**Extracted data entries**

===

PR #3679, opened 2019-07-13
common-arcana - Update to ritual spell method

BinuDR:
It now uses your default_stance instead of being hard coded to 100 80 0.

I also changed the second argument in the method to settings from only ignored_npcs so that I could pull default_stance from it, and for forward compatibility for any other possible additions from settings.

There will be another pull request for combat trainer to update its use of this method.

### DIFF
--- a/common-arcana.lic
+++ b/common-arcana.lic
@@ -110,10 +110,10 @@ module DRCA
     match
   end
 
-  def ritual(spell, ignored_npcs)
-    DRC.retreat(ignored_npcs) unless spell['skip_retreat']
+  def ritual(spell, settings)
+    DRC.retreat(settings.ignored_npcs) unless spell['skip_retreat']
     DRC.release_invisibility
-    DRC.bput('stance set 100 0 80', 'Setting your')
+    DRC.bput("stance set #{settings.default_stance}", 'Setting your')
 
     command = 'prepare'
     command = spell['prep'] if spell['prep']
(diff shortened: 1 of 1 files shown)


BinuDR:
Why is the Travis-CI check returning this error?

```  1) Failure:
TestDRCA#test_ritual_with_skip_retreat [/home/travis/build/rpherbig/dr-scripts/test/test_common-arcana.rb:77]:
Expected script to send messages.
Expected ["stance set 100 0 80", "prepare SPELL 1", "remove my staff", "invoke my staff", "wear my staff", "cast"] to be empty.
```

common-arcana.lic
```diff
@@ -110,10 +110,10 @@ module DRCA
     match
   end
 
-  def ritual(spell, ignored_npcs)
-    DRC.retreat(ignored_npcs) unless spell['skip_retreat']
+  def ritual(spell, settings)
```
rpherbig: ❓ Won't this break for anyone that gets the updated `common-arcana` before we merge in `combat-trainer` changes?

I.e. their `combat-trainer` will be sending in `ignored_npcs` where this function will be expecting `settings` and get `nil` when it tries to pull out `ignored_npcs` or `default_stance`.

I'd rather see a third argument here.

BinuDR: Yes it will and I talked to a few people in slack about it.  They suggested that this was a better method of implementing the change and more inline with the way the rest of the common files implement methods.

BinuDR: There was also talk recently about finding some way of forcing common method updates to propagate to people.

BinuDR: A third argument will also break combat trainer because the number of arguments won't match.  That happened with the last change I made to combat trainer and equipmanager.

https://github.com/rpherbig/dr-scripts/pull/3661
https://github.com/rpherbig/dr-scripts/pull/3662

===

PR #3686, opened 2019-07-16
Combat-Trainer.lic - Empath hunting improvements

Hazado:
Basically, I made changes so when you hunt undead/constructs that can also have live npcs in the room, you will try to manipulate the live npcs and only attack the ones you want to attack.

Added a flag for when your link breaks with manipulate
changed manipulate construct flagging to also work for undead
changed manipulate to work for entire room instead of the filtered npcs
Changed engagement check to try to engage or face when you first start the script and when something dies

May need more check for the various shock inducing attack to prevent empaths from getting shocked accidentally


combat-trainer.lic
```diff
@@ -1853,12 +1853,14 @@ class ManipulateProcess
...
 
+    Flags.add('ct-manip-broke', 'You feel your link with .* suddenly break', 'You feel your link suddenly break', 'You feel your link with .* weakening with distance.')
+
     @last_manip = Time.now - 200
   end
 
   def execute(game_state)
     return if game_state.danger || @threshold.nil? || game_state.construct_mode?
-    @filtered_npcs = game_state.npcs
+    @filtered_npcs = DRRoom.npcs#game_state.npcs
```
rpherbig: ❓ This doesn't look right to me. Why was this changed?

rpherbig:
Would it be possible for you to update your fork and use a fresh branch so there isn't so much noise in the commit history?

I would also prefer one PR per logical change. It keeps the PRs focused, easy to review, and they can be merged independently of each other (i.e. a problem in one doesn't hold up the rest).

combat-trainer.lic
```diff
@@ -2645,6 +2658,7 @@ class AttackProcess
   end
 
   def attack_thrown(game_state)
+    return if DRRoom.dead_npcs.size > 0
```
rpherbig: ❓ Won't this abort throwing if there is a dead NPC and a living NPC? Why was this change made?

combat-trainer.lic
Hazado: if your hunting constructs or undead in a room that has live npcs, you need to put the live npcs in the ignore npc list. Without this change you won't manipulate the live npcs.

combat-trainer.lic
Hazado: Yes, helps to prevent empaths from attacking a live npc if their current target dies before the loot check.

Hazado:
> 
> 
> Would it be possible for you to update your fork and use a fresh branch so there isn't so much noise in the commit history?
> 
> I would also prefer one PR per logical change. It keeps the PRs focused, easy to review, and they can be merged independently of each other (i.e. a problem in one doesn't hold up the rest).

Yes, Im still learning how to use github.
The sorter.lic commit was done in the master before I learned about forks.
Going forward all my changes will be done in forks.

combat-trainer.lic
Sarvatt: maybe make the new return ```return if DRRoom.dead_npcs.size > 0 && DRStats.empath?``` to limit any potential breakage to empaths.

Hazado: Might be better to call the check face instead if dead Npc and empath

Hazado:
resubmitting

===

**Problem statement**
List every line above that contains the word "need".

**Exercise result**
May need more check for the various shock inducing attack to prevent empaths from getting shocked accidentally
Hazado: if your hunting constructs or undead in a room that has live npcs, you need to put the live npcs in the ignore npc list. Without this change you won't manipulate the live npcs.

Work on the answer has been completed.